Argentina booked their place in the final the hard way. Trailing England 1-0 with the clock running down in Atlanta, they refused to fold, and Messi supplied the two assists that flipped the semifinal on its head. Enzo Fernández equalized in the 85th minute, and Lautaro Martínez headed home the winner in the 92nd. It was the fourth time this summer that Argentina turned a lost cause into a celebration, and it sent Lionel Scaloni’s side through to face Spain, the reigning European champions who dispatched France in the other semifinal.

That sets up a genuine heavyweight bout. Argentina, the South American champions, against a young and fearless Spain led by Lamine Yamal, Rodri, and Mikel Oyarzabal.

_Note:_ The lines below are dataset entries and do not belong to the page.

PR #1666, opened 2019-12-12
[#1661, #504] Include MQTT client ID in Credentials.get request

### LINKED ISSUE #1661: MQTT adapter does not include MQTT client ID when retrieving credentials
The MQTT adapter is supposed to include a connecting device's MQTT client identifier in its request to invoke the Credentials API's *get* operation. This mechanism had been specified as part of making the MQTT adapter compatible with Eclipse Kapua's way of authenticating Eclipse Kura gateways.

The Credentials API provides means to include arbitrary *client context* information in the request to the *get* operation. However, the MQTT adapter does not include the MQTT client identifier yet.

sophokles73:
The MQTT adapter now always includes the device's MQTT client identifier
in the *client context* which is sent to the Credentials service in the
get request.

In order for this to work, the example Credentials service
implementation had to be changed so that it no longer asserts that a
device's credentials on record also contain the properties submitted in
the client context. This check doesn't seem to make much sense in the
context of the use case at hand anyway. The overall idea of including
the client context was not to have additional matching criteria for
credentials but to allow a Credentials service implementation to e.g.
use information from the client context as the device ID or
authentication identifier (as in the Kapua case)

Fixes #1661

### DIFF
--- a/service-base/src/main/java/org/eclipse/hono/service/auth/device/ExecutionContextAuthHandler.java
+++ b/service-base/src/main/java/org/eclipse/hono/service/auth/device/ExecutionContextAuthHandler.java
@@ -72,24 +72,23 @@ public abstract class ExecutionContextAuthHandler<T extends ExecutionContext> im
 
         final Promise<DeviceUser> result = Promise.promise();
         parseCredentials(context)
-        .compose(authInfo -> {
-            final Promise<User> authResult = Promise.promise();
-            getAuthProvider(context).authenticate(authInfo, authResult);
-            return authResult.future();
-        })
-        .setHandler(authAttempt -> {
-            if (authAttempt.succeeded()) {
-                if (authAttempt.result() instanceof DeviceUser) {
-                    result.complete((DeviceUser) authAttempt.result());
-                } else {
-                    log.warn("configured AuthProvider does not return DeviceUser instances [type returned: {}",
-                            authAttempt.result().getClass().getName());
-                    result.fail(new ClientErrorException(HttpURLConnection.HTTP_UNAUTHORIZED));
-                }
-            } else {
-                result.fail(authAttempt.cause());
-            }
-        });
+                .compose(authInfo -> {
+                    final Promise<User> authResult = Promise.promise();
+                    getAuthProvider(context).authenticate(authInfo, authResult);
+                    return authResult.future();
+                }).setHandler(authAttempt -> {
+                    if (authAttempt.succeeded()) {
+                        if (authAttempt.result() instanceof DeviceUser) {
+                            result.complete((DeviceUser) authAttempt.result());
+                        } else {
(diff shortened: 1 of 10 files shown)


service-base/src/main/java/org/eclipse/hono/service/auth/device/ExecutionContextAuthHandler.java
```diff
@@ -61,25 +68,28 @@ public final AuthProvider getAuthProvider() {
     @Override
     public Future<DeviceUser> authenticateDevice(final T context) {
 
+        Objects.requireNonNull(context);
+
         final Promise<DeviceUser> result = Promise.promise();
         parseCredentials(context)
-                .compose(authInfo -> {
```
ctron: It is hard for me to spot any change here. To me the code formatting looks off to what we had in the past. If we want to change the formatting, then I think we should agree on that, and make this a dedicated changed. Rather than making this as part of an actual PR. Or at least confine it to a dedicated commit.

dejanb:
The original check is not that the credential on record also contain the property, but "if it contains. it's the same". So, it shouldn't affect this change. I agree it's not completely necessary from the functioning perspective of this implementation, but it is useful for testing (e.g. whether context is properly propagated and can be used in base classes)

sophokles73:
> The original check is not "whether the credential on record also contain the property", but "if it contains it, it's the same".

With the existing check, no connection will be established with any MQTT device if you do not register the MQTT device's client-id with the device credentials. FMPOV that doesn't make much sense because for normal operation in Hono, the MQTT client id is irrelevant.

If at all, the checking logic should be the other way around FMPOV: if extra properties have been registered with the device credentials, then we verify that the client context provided by the adapter includes these properties. Any additional properties in the client context are then ignored ...

That would allow the establishment of MQTT connections even without registering the MQTT client id for each device in the registry.

service-base/src/main/java/org/eclipse/hono/service/auth/device/ExecutionContextAuthHandler.java
sophokles73: That is true, our current code formatting rules seem to indeed enforce the original indentation.
I will revert the change. In general, do you think it is a good idea to automatically format the code according to our formatter rules on each save in the IDE?

dejanb:
I see now that check return false if property does not exists. I think the intent here was to have credential rejected if it contains the property that is not equal with one provided (so just changing that last case to true). 

But I agree that reversing the check also makes sense.

I don't have a strong opinion on that. Just think it might be useful to test the use case when we provide the context somehow.

sophokles73:
@dejanb Ok, then I will change the check according to your suggestion and add an integration test case for it.

sophokles73:
@dejanb I have pushed my changes, would you mind taking another look?

PR #1668, opened 2019-12-13
[#1515] Use configured initial credits in DestinationCommandConsumer

### LINKED ISSUE #1515: Command & Control: Give more than one credit for receiving commands for gateways
Currently, the AMQP and MQTT adapters will only return _one_ credit on the command consumer link once they have processed a command.

I think this may cause delays when applications are trying to send several commands at once, possibly directed at a gateway that consumes commands for several devices.

calohmn:
This fixes #1515.


calohmn:
Added a comment at `CommandContext.flow()` as that method has now become obsolete.

PR #1670, opened 2019-12-13
adds property 'memberOf' for handling gateway group memberships 

eriksven:
This PR adds a new 'memberOf' property to the devices in the device registry. The property indicates the membership with a gateway group that can be referenced in the 'via' property of another device. Further, this PR adds that the assert endpoint in the device registration endpoint resolves groups to its members in the 'via' property of the response message. Hence, this device registration endpoint does not return the registered groups.


bs-jokri:
The following test fails

```
[ERROR]   DeviceRegistrationAmqpIT.testAssertRegistrationSucceedsForDeviceViaGateway java.lang.AssertionError: 

Expecting:

  <["8f107d1d-355f-435b-bf2d-74b124b55f6c"]>

to contain exactly (and in same order):

  <["8f107d1d-355f-435b-bf2d-74b124b55f6c", "another-gateway"]>

but could not find the following elements:

  <["another-gateway"]>

[ERROR]   DeviceRegistrationJmsIT.testAssertRegistrationSucceedsForDeviceViaGateway java.lang.AssertionError: 

Expecting:

  <["be80d7d5-9f2f-4061-ad78-4cbae95815fd"]>

to contain exactly (and in same order):

  <["be80d7d5-9f2f-4061-ad78-4cbae95815fd", "another-gateway"]>

but could not find the following elements:

  <["another-gateway"]>
```

eriksven:
I took a quick look in what the caused the test to fail. The issue is the 'via' property in the response from the device registration endpoint (https://www.eclipse.org/hono/docs/api/device-registration/).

And here is the strange part. Bookmakers make Argentina the underdog. The defending champions, carried by the best player of his generation, arrive as the side most people expect to lose.

  • Final: Argentina vs Spain, Sunday, New York/New Jersey Stadium, 3 pm ET

A tournament that keeps rewriting the record book

Messi did not come to the United States to fade quietly. He opened the title defense with a hat trick against Algeria, the first World Cup hat trick of his entire career, then scored twice against Austria and once against Jordan to close the group stage. Along the way he passed Miroslav Klose to become the outright leading scorer in World Cup history, and he later became the competition’s leading assist provider as well. No player has ever held both records at the same time.

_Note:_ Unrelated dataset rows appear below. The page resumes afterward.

PR #1671, opened 2019-12-16
Add Hotrod based DeviceConnectionClient

sophokles73:
The client implementation connects directly to an Infinispan data grid
to access device connection information. This client is an optimized
version of the existing client, skipping the Device Connection service
altogether. Note that this also means that the client can access all
data for all tenants and should therefore not be used with custom
protocol adapters.

### DIFF
--- a/client-device-connection-infinispan/src/main/java/org/eclipse/hono/deviceconnection/infinispan/client/DeviceConnectionInfoCache.java
+++ b/client-device-connection-infinispan/src/main/java/org/eclipse/hono/deviceconnection/infinispan/client/DeviceConnectionInfoCache.java
@@ -1,0 +1,67 @@
+/**
+ * Copyright (c) 2019 Contributors to the Eclipse Foundation
+ *
+ * See the NOTICE file(s) distributed with this work for additional
+ * information regarding copyright ownership.
+ *
+ * This program and the accompanying materials are made available under the
+ * terms of the Eclipse Public License 2.0 which is available at
+ * http://www.eclipse.org/legal/epl-2.0
+ *
+ * SPDX-License-Identifier: EPL-2.0
+ */
+
+package org.eclipse.hono.deviceconnection.infinispan.client;
+
+import io.opentracing.SpanContext;
+import io.vertx.core.Future;
+import io.vertx.core.json.JsonObject;
+
+/**
+ * A repository for keeping connection information about devices.
+ *
+ */
+public interface DeviceConnectionInfoCache {
+
+    /**
+     * Sets the gateway that last acted on behalf of a device.
+     * <p>
+     * If a device connects directly instead of through a gateway, the device identifier itself is to be used as value
+     * for the <em>gatewayId</em> parameter.
+     *
+     * @param tenant The tenant that the device belongs to.
+     * @param deviceId The device identifier.
+     * @param gatewayId The gateway identifier. This may be the same as the device identifier if the device is
+     *                  (currently) not connected via a gateway but directly to a protocol adapter.
+     * @param context The currently active OpenTracing span or {@code null} if no span is currently active.
+     *            Implementing classes should use this as the parent for any span they create for tracing
+     *            the execution of this operation.
+     * @return A future indicating the outcome of the operation.
+     *         <p>
+     *         The future will be succeeded if the device connection information has been updated.
+     *         Otherwise the future will be failed with a {@link org.eclipse.hono.client.ServiceInvocationException}.
+     * @throws NullPointerException if tenant, device id or gateway id are {@code null}.
+     */
+    Future<Void> setLastKnownGatewayForDevice(String tenant, String deviceId, String gatewayId, SpanContext context);
+
+    /**
+     * Gets the gateway that last acted on behalf of a device.
+     * <p>
+     * If no last known gateway has been set for the given device yet, a failed future with status
+     * <em>404</em> is returned.
+     *
+     * @param tenant The tenant that the device belongs to.
+     * @param deviceId The device identifier.
+     * @param context The currently active OpenTracing span or {@code null} if no span is currently active.
+     *            Implementing classes should use this as the parent for any span they create for tracing
+     *            the execution of this operation.
+     * @return A future indicating the outcome of the operation.
+     *         <p>
+     *         The future will be succeeded with a JSON object containing the currently mapped gateway ID
+     *         in the <em>gateway-id</em> property, if device connection information has been found for
+     *         the given device.
+     *         Otherwise the future will be failed with a {@link org.eclipse.hono.client.ServiceInvocationException}.
+     * @throws NullPointerException if tenant or device id are {@code null}.
+     */
+    Future<JsonObject> getLastKnownGatewayForDevice(String tenant, String deviceId, SpanContext context);
+}
--- a/client-device-connection-infinispan/src/main/java/org/eclipse/hono/deviceconnection/infinispan/client/HotrodBasedDeviceConnectionClient.java
+++ b/client-device-connection-infinispan/src/main/java/org/eclipse/hono/deviceconnection/infinispan/client/HotrodBasedDeviceConnectionClient.java
@@ -14,11 +14,9 @@
 
 package org.eclipse.hono.deviceconnection.infinispan.client;
 
-import java.net.HttpURLConnection;
 import java.util.Objects;
 
 import org.eclipse.hono.client.DeviceConnectionClient;
-import org.eclipse.hono.client.ServerErrorException;
 
 import io.opentracing.SpanContext;
 import io.vertx.core.AsyncResult;
@@ -65,7 +63,7 @@ public final class HotrodBasedDeviceConnectionClient implements DeviceConnection
      */
     @Override
     public boolean isOpen() {
-        return cache != null;
+        return true;
     }
 
     /**
@@ -106,11 +104,7 @@ public final class HotrodBasedDeviceConnectionClient implements DeviceConnection
     @Override
     public Future<Void> setLastKnownGatewayForDevice(final String deviceId, final String gatewayId, final SpanContext context) {
 
-        if (isOpen()) {
-            return cache.setLastKnownGatewayForDevice(tenantId, deviceId, gatewayId, context);
-        } else {
-            return Future.failedFuture(new ServerErrorException(HttpURLConnection.HTTP_UNAVAILABLE, "no connection to remote cache"));
-        }
+        return cache.setLastKnownGatewayForDevice(tenantId, deviceId, gatewayId, context);
     }
 
     /**
@@ -119,10 +113,6 @@ public final class HotrodBasedDeviceConnectionClient implements DeviceConnection
     @Override
     public Future<JsonObject> getLastKnownGatewayForDevice(final String deviceId, final SpanContext context) {
 
-        if (isOpen()) {
-            return cache.getLastKnownGatewayForDevice(tenantId, deviceId, context);
-        } else {
-            return Future.failedFuture(new ServerErrorException(HttpURLConnection.HTTP_UNAVAILABLE, "no connection to remote cache"));
-        }
+        return cache.getLastKnownGatewayForDevice(tenantId, deviceId, context);
     }
 }
--- a/client-device-connection-infinispan/src/main/java/org/eclipse/hono/deviceconnection/infinispan/client/HotrodBasedDeviceConnectionClient.java
+++ b/client-device-connection-infinispan/src/main/java/org/eclipse/hono/deviceconnection/infinispan/client/HotrodBasedDeviceConnectionClient.java
@@ -1,0 +1,128 @@
+/**
+ * Copyright (c) 2019 Contributors to the Eclipse Foundation
+ *
+ * See the NOTICE file(s) distributed with this work for additional
+ * information regarding copyright ownership.
+ *
+ * This program and the accompanying materials are made available under the
+ * terms of the Eclipse Public License 2.0 which is available at
+ * http://www.eclipse.org/legal/epl-2.0
+ *
+ * SPDX-License-Identifier: EPL-2.0
+ */
+
+
+package org.eclipse.hono.deviceconnection.infinispan.client;
+
+import java.net.HttpURLConnection;
+import java.util.Objects;
+
+import org.eclipse.hono.client.DeviceConnectionClient;
+import org.eclipse.hono.client.ServerErrorException;
+
+import io.opentracing.SpanContext;
+import io.vertx.core.AsyncResult;
+import io.vertx.core.Future;
+import io.vertx.core.Handler;
+import io.vertx.core.json.JsonObject;
+
+
+/**
+ * A client for accessing device connection information in a data grid using the
+ * Hotrod protocol.
+ *
+ */
+public final class HotrodBasedDeviceConnectionClient implements DeviceConnectionClient {
+
+    final String tenantId;
+    final DeviceConnectionInfoCache cache;
+
+    /**
+     * Creates a client for accessing device connection information.
+     * 
+     * @param tenantId The tenant that this client is scoped to.
+     * @param cache The remote cache that contains the data.
+     */
+    public HotrodBasedDeviceConnectionClient(final String tenantId, final DeviceConnectionInfoCache cache) {
+        this.tenantId = Objects.requireNonNull(tenantId);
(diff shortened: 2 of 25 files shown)


service-base/src/main/java/org/eclipse/hono/service/AbstractProtocolAdapterBase.java
```diff
@@ -855,33 +880,36 @@ protected void onCommandConnectionEstablished(final HonoConnection commandConnec
...
-                .orElse(Future.failedFuture(new ServerErrorException(
-                        HttpURLConnection.HTTP_UNAVAILABLE, "Device Connection client factory is not set")));
-        return CompositeFuture.all(tenantCheck, registrationCheck, credentialsCheck, messagingCheck, commandCheck,
-                deviceConnectionCheck).mapEmpty();
+                        HttpURLConnection.HTTP_UNAVAILABLE, "Command & Control client factory is not set"))));
+        if (deviceConnectionClientFactory instanceof DeviceConnectionClientFactory) {
+            connections.add(Optional.ofNullable(deviceConnectionClientFactory)
+                    .map(client -> ((DeviceConnectionClientFactory) client).isConnected())
+                    .orElse(Future.failedFuture(new ServerErrorException(
+                            HttpURLConnection.HTTP_UNAVAILABLE, "Device Connection client factory is not set"))));
```
calohmn: Block can be simplified since `deviceConnectionClientFactory` can't be null here.

client-device-connection-infinispan/src/main/java/org/eclipse/hono/deviceconnection/infinispan/client/DeviceConnectionInfoCache.java
```diff
@@ -0,0 +1,67 @@
...
+     *            the execution of this operation.
+     * @return A future indicating the outcome of the operation.
+     *         <p>
+     *         The future will be succeeded with a JSON object containing the currently mapped gateway ID
+     *         in the <em>gateway-id</em> property, if device connection information has been found for
+     *         the given device.
+     *         Otherwise the future will be failed with a {@link org.eclipse.hono.client.ServiceInvocationException}.
+     * @throws NullPointerException if tenant or device id are {@code null}.
+     */
+    Future<JsonObject> getLastKnownGatewayForDevice(String tenant, String deviceId, SpanContext context);
```
ctron: Wouldn't it make more sense to return `Optional<JsonObject>`, and indicate a missing entry by returning an empty optional? Creating an exception always has the overhead of filling in the stack trace. And "not finding" anything in cache isn't necessarily a failure either.

client-device-connection-infinispan/src/main/java/org/eclipse/hono/deviceconnection/infinispan/client/HotrodBasedDeviceConnectionClient.java
```diff
@@ -0,0 +1,128 @@
...
+    }
+
+    /**
+     * {@inheritDoc}
+     * 
+     * @return {@code true} if this client is connected to the data grid.
+     */
+    @Override
+    public boolean isOpen() {
+        return cache != null;
```
ctron: I fail to see how `cache` could ever be `null`.

client-device-connection-infinispan/src/main/java/org/eclipse/hono/deviceconnection/infinispan/client/HotrodBasedDeviceConnectionClientFactory.java
```diff
@@ -0,0 +1,107 @@
...
+        cache.start();
+        LOG.info("successfully connected to remote cache");
+    }
+
+    /**
+     * Shuts down the factory and releases all resources.
+     */
+    @PreDestroy
+    public void stop() {
+        clients.invalidateAll();
```
ctron: Should `close` be called on the clients?

client-device-connection-infinispan/src/main/java/org/eclipse/hono/deviceconnection/infinispan/client/HotrodBasedDeviceConnectionInfoCache.java
```diff
@@ -0,0 +1,123 @@
...
+     * {@inheritDoc}
+     * 
+     * If this method is invoked from a vert.x Context, then the returned future will be completed on that context.
+     */
+    @Override
+    public Future<Void> setLastKnownGatewayForDevice(final String tenantId, final String deviceId, final String gatewayId, final SpanContext context) {
+
+        final Promise<Void> result = Promise.promise();
+
+        if (cache == null) {
```
ctron: I fail to see how this could ever be `null`.

client-device-connection-infinispan/src/main/java/org/eclipse/hono/deviceconnection/infinispan/client/HotrodBasedDeviceConnectionInfoCache.java
```diff
@@ -0,0 +1,123 @@
...
+
+    /**
+     * {@inheritDoc}
+     */
+    @Override
+    public Future<JsonObject> getLastKnownGatewayForDevice(final String tenantId, final String deviceId, final SpanContext context) {
+
+        final Promise<JsonObject> result = Promise.promise();
+
+        if (cache == null) {
```
ctron: I fail to see how this could ever be `null`.

services/device-connection/src/main/java/org/eclipse/hono/deviceconnection/infinispan/RemoteCacheBasedDeviceConnectionService.java
```diff
@@ -89,19 +87,22 @@ protected void doStart(final Future<Void> startFuture) {
...
-                cache = cacheManager.getCache("device-connection");
-                cache.start();
+                final BasicCache<String, String> remoteCache = cacheManager.getCache("device-connection");
+                remoteCache.start();
+                cache = new HotrodBasedDeviceConnectionInfoCache(remoteCache);
                 r.complete(cacheManager);
             }, attempt -> {
                 if (attempt.succeeded()) {
-                    LOG.info("successfully connected to remote cache");
+                    log.info("successfully connected to remote cache");
```
ctron: I don't understand why the logger is renamed from `LOG` to `log` here, where in other files of the PR a new logger named `LOG`. Is being created.

service-base/src/main/java/org/eclipse/hono/service/AbstractProtocolAdapterBase.java
```diff
@@ -855,33 +880,36 @@ protected void onCommandConnectionEstablished(final HonoConnection commandConnec
...
-                        HttpURLConnection.HTTP_UNAVAILABLE, "Command & Control client factory is not set")));
-        final Future<Void> deviceConnectionCheck = Optional.ofNullable(deviceConnectionClientFactory)
-                .map(client -> client.isConnected())
-                .orElse(Future.failedFuture(new ServerErrorException(
-                        HttpURLConnection.HTTP_UNAVAILABLE, "Device Connection client factory is not set")));
-        return CompositeFuture.all(tenantCheck, registrationCheck, credentialsCheck, messagingCheck, commandCheck,
-                deviceConnectionCheck).mapEmpty();
+                        HttpURLConnection.HTTP_UNAVAILABLE, "Command & Control client factory is not set"))));
+        if (deviceConnectionClientFactory instanceof DeviceConnectionClientFactory) {
+            connections.add(Optional.ofNullable(deviceConnectionClientFactory)
```
ctron: I don't think `deviceConnectionClientFactory` can be `null` here.

client-device-connection-infinispan/src/main/java/org/eclipse/hono/deviceconnection/infinispan/client/DeviceConnectionInfoCache.java
sophokles73: Then we would not be able to pass on any (potential) exception that occurred while accessing the (remote) cache. On the other hand, there is not much that client code of this method could do with this exception anyway, right? We already pass in a SpanContext so an implementation can already properly log the problem. That would probably also account for the *setLastKnownGateway* method as well, and we should change its return value to `void` accordingly, shouldn't we?

services/device-connection/src/main/java/org/eclipse/hono/deviceconnection/infinispan/RemoteCacheBasedDeviceConnectionService.java
sophokles73: It is not renamed, *log* is simply the inherited logger from the super class. That logger is not static final, thus its name is lower case ...

sophokles73:
> One major item which seems to be missing is that there is not health check if the hotrod connection is still alive. This can be done with e.g. a call to org.infinispan.client.hotrod.RemoteCache.serverStatistics(), which would fail in that case.

I actually had thought about this but didn't find out how to do it. Thanks for the hint @ctron :+1:

client-device-connection-infinispan/src/main/java/org/eclipse/hono/deviceconnection/infinispan/client/HotrodBasedDeviceConnectionClientFactory.java
sophokles73: To be honest: i have no clue. I haven't been able to find any documentation regarding if and when to invoke this method on a cache. Have you found any such resources and can point me into the right direction?

client-device-connection-infinispan/src/main/java/org/eclipse/hono/deviceconnection/infinispan/client/HotrodBasedDeviceConnectionInfoCache.java
```diff
@@ -0,0 +1,123 @@
...
+                    result.complete();
+                } else {
+                    LOG.debug("failed to set last known gateway [tenant: {}, device-id: {}, gateway: {}]",
+                            tenantId, deviceId, gatewayId, error);
+                    result.fail(new ServerErrorException(HttpURLConnection.HTTP_INTERNAL_ERROR, error));
+                }
+            });
+        }
+
+        return HonoProtonHelper.handleOnContext(result, Vertx.currentContext());
```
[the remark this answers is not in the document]
sophokles73: I agree. Any proposal for an alternative location for that helper method?

services/device-connection/src/main/java/org/eclipse/hono/deviceconnection/infinispan/RemoteCacheBasedDeviceConnectionService.java
```diff
@@ -161,18 +162,9 @@ public void setLastKnownGatewayForDevice(
         if (cache == null) {
             resultHandler.handle(Future.failedFuture(new ServerErrorException(HttpURLConnection.HTTP_UNAVAILABLE, "no connection to remote cache")));
```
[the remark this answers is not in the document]
sophokles73: this will be logged to the span by the super class already if I am not mistaken

services/device-connection/src/main/java/org/eclipse/hono/deviceconnection/infinispan/RemoteCacheBasedDeviceConnectionService.java
ctron: Still, it is weird that some classes use uppercase loggers, were this one now uses lowercase.

sophokles73: Well, I guess we're just following field naming rules here. Constants are all upper case, instance fields are lower case, right?

ctron:
> According to the JavaDocs of `RemoteCache.serverStatistics()`, this method never seems to fail ...

I wouldn't bet on that.

sophokles73:
> I wouldn't bet on that.

Me neither :-) That is just my interpretation of the lack of any exceptions being declared in the JavaDoc. However, given the overall *quality* of the JavaDocs I guess you cannot assume anything beyond the specific code in implementing classes. So, what's your take? Which exceptions should we check for in order to determine if the connection is alive?

services/device-connection/src/main/java/org/eclipse/hono/deviceconnection/infinispan/RemoteCacheBasedDeviceConnectionService.java
```diff
@@ -161,18 +162,9 @@ public void setLastKnownGatewayForDevice(
...
-                    resultHandler.handle(Future.succeededFuture(DeviceConnectionResult.from(HttpURLConnection.HTTP_NO_CONTENT)));
-                } else {
-                    log.debug("failed to set last known gateway [tenant: {}, device-id: {}, gateway: {}]",
-                            tenantId, deviceId, gatewayId, error);
-                    resultHandler.handle(Future.failedFuture(new ServerErrorException(HttpURLConnection.HTTP_INTERNAL_ERROR, error)));
-                }
-            });
+            cache.setLastKnownGatewayForDevice(tenantId, deviceId, gatewayId, span.context())
+            .map(ok -> DeviceConnectionResult.from(HttpURLConnection.HTTP_NO_CONTENT))
+            .setHandler(resultHandler);
```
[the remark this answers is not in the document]
sophokles73: same here

sophokles73:
@ctron @calohmn I have pushed some changes. Would you mind taking another look?

client-device-connection-infinispan/src/main/java/org/eclipse/hono/deviceconnection/infinispan/client/HotrodBasedDeviceConnectionClientFactory.java
sophokles73: Ah, I got confused here. You are referring to the `HotrodBasedDeviceConnectionClient` instances in the Caffeine cache. Since the *close* method of that class doesn't do anything anyway, I guess we can skip it.

client-device-connection-infinispan/src/main/java/org/eclipse/hono/deviceconnection/infinispan/client/HotrodBasedDeviceConnectionInfoCache.java
```diff
@@ -0,0 +1,123 @@
...
+
+    final BasicCache<String, String> cache;
+
+    /**
+     * Creates a client for accessing device connection information.
+     * 
+     * @param cache The remote cache that contains the data.
+     */
+    public HotrodBasedDeviceConnectionInfoCache(final BasicCache<String, String> cache) {
+        this.cache = Objects.requireNonNull(cache);
```
kaniyan: IMHO this constructor throws `NullPointerException`, if the _cache_ is _null_ and this info could be added in the _javadoc_.

ctron:
> So, what's your take?

I simply catch all exceptions and threat them as a KO on the health check. The same for `null` results:

https://github.com/EnMasseProject/enmasse/blob/f05d81d3a43cb6a48cf7a664570c89640cbe996d/iot/iot-device-registry-infinispan/src/main/java/io/enmasse/iot/registry/infinispan/health/AbstractCacheHealthCheck.java#L30-L39

For now, this worked.

service-base/src/main/java/org/eclipse/hono/service/AbstractProtocolAdapterBase.java
```diff
@@ -197,27 +200,39 @@ public final TenantClientFactory getTenantClientFactory() {
...
      * Gets a client for interacting with the Device Connection service.
      *
      * @param tenantId The tenant that the client is scoped to.
      * @return The client.
+     * @throws IllegalStateException if no client factory is set.
      */
     protected final Future<DeviceConnectionClient> getDeviceConnectionClient(final String tenantId) {
-        return getDeviceConnectionClientFactory().getOrCreateDeviceConnectionClient(tenantId);
+
+        if (deviceConnectionClientFactory == null) {
```
b-abel: When could this be `null`? Before `startInternal()` is called?

sophokles73: yes. I do not know of any other formal way of expressing that setting this property is required for this object functioning properly ...

sophokles73:
closed in favor of #1727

  • Career World Cup goals: 21, the most in the history of the tournament, past Klose’s 16

His production this summer reads like a misprint for a player his age. Heading into the final he is tied for the most goals in the tournament, and he has created chances for teammates at a rate no one else has come close to matching. He has scored in braces, from distance, and from the penalty spot, and he has set up goals for a long line of different teammates across six tournaments.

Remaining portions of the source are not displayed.